A currently superseded Django entertainment calendar app that allowed for anonymous and trusted users to enter event information, available online and created weekly Entertainment section listing via InDesign tagged text.

https://cloud.registerguard.com/discovery/

Online adventure guide listing utilizing Leaflet & Open Street Map, powered by Tarbell and Google Sheets that also produces InDesign tagged text for print.
Public repo: github.com/registerguard/discovery

XML feed mungers, Twitter bots, RSS feeds

http://projects.registerguard.com/school-closings/

Parses a push FlashAlert.net XML feed every 15 minutes that results, when there are school delayed openings and closures, in this index page, a home page widget and a Tweet from @registerguard. (Note: If there currently isn't bad weather in Lane County, Ore., USA, there probably isn’t a lot to see here.)
Public repo: github.com/registerguard/django-flashnews

http://projects.registerguard.com/school-closings/roads/

Ditto.
Public repo: github.com/registerguard/django-flashnews

Also, built an automated print archive.

Our previous CMS had no public-facing archive, so I took the initiative to build one. The only available database driver was written in Java, so I learned enough Jython to get a nightly cronjob export working.

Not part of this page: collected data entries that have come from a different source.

PR #370, opened 2024-07-04
Remove setuptools from dependencies

lukaspie:
- [x] Remove `setuptools` from dependencies
- [x] Replace `setuptools.distutils` with `shutil `in tests
- [x] Remove `_build_wrapper.py` from built package

This currently uses a copy of the `get_vcs_version` function in `_build_wrapper.py` and in `src/pynxtools/__init__.py`, which is probably not ideal.


domna (approved):
LGTM

PR #371, opened 2024-07-04
Update definitions

domna:


domna:
This needs an update for the regression files in xps @lukaspie

lukaspie (approved):
LGTM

The archive was useful for many things, e.g. it powered story feeds used by The Associated Press, ProQuest, etc. Here's a NewsBank Atom feed.

When it came time to transition to a new CMS, I used the archive app to quickly pull together a custom XML export of nine year's worth of stories — more than 250,000 locally-produced items plus related assets — that were all imported into the new CMS; no stories lost.